Inserts of characters
In the above example, both users arrived at the same state eventually (eventual consistency), even though temporarily they saw different characters on their screens. The blue user first saw "abc" followed by "abcd", and the yellow user saw "abd" followed by "abcd".
The deletion of characters in a CRDT Sequence is very simple. By marking a character as removed, using a tombstone, the character can simply not be rendered in the editor. But the character is still present in the CRDT Sequence. It can not yet be removed since the CRDT is bound by mathematical properties that must be followed.
Deletion of characters
The obvious downside of this is that our document might potentially be filled with a bunch of characters that are removed, but not seen in the editor, causing unbounded memory growth.
While these operations are occurring we have to keep in mind that users might be disconnected from the server. Therefore it's necessary to be able to bring the user back to a consistent state when they connect again. Version Vectors can be used to solve this problem. Its a vector that counts how many changes are made by each user. Each user stores their own local version vector. This vector can be compared with other vectors to see which changes are missing and needs to be seent to some user.
I used React because it works well for what I am trying to do, but by no means necessary. A central server was used which can store the document, and synchronize data between users, acting as a middleman, receiving incoming changes, and distribute these to connected users. I used WebSockets to send and receive change from the client and the server. On the server, I opted for a simple Express + Node.JS server.

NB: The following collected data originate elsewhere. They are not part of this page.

PR #4085, opened 2024-06-26
Add `GenericInstance` type to represent instances of generics.

zygoloid:
Also add a corresponding value store and YAML output.

We don't create any generic instances in this change; this is just adding infrastructure for future changes.


toolchain/sem_ir/generic.h
```diff
@@ -29,6 +31,74 @@ struct Generic : public Printable<Generic> {
...
+  struct Key {
+    GenericId generic_id;
+    InstBlockId args_id;
+
+    friend auto operator==(const Key&, const Key&) -> bool = default;
+  };
+
+  // Context for hashing keys.
+  struct KeyContext {
+    llvm::ArrayRef<GenericInstance> instances;
```
jonmeow: Should this be private? It doesn't seem like it's part of the public API, so it strikes me as odd to put it first. hashtable_key_context.h's example provides the interface as a class, so would similar work here?

toolchain/sem_ir/generic.h
```diff
@@ -29,6 +31,74 @@ struct Generic : public Printable<Generic> {
   InstBlockId bindings_id;
 };
 
+// An instance of a generic entity, such as an instance of a generic function.
+// For each construct that depends on a compile-time parameter in the generic
+// entity, this contains the corresponding non-generic value. This includes
+// values for the compile-time parameters themselves.
+struct GenericInstance : Printable<GenericInstance> {
+  // Values corresponding to a region of a generic.
```
jonmeow: What's a region of a generic? I don't see the term used in the design.

zygoloid: Sorry, I'd incompletely removed this. Will be introduced in a future PR, gone for now :)

toolchain/sem_ir/generic.h
zygoloid: This is just a struct; given the limited scope I don't think it makes sense to add encapsulation here.

zygoloid: That said... looking at this again, I don't think this needs to be in the header file. Moved to the `.cpp` file. Maybe that provides the level of privateness you're looking for?

jonmeow (approved):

CRDTs can be used in a peer-to-peer network model, which I did not do. The team behind Conclave created a peer-to-peer collaborative editor and described their implementation in a well-written article.
Rich text editor (Quill)
Quill is an open source rich-text editor. Covering the basic functionally of an editor. Its API documentation is well written, which is very important in order to integrate it successfully with the CRDT model. There also exists a React-Quill npm package, which helped a bit too.
Some necessary functions that are needed.
onChange (Intercept text changes):
In order to capture changes made in the text editor, which is translated into CRDT Characters that can be sent to other users.
onChangeSelection (Intercept selection changes)
Used to see what each user is currently selecting on their screen.
Rich-text to CRDT Sequence
Changes made to the text editor needs to be translated into its equivalence in the CRDT model. The rich text editor is a list of characters, where each character has an index. Text changes are represented as operations with index in the list, and the operation (insert, delete, bold, italic, underline, etc). This change must be translated into a list of CRDT Characters. These CRDT characters are sent between users through the server. Since the CRDTs guarantee convergence, they will be inserted into the correct index.
Once a user receives a change, it will first apply the change to its own CRDT Sequence. Then the CRDT Sequence can tell the rich text editor to apply the change to the editor.
In my implementation, I made a list of the internal CRDT Sequence, which simplified debugging. In the image below, each character in the rich-text editor is represented in the list. Each character has an index tied to it, along with bold, italic and underline properties. Whenever a user removes a character, in the editor, the index will be translated into the equivalent index in the CRDT Sequence and set the tombstone to true.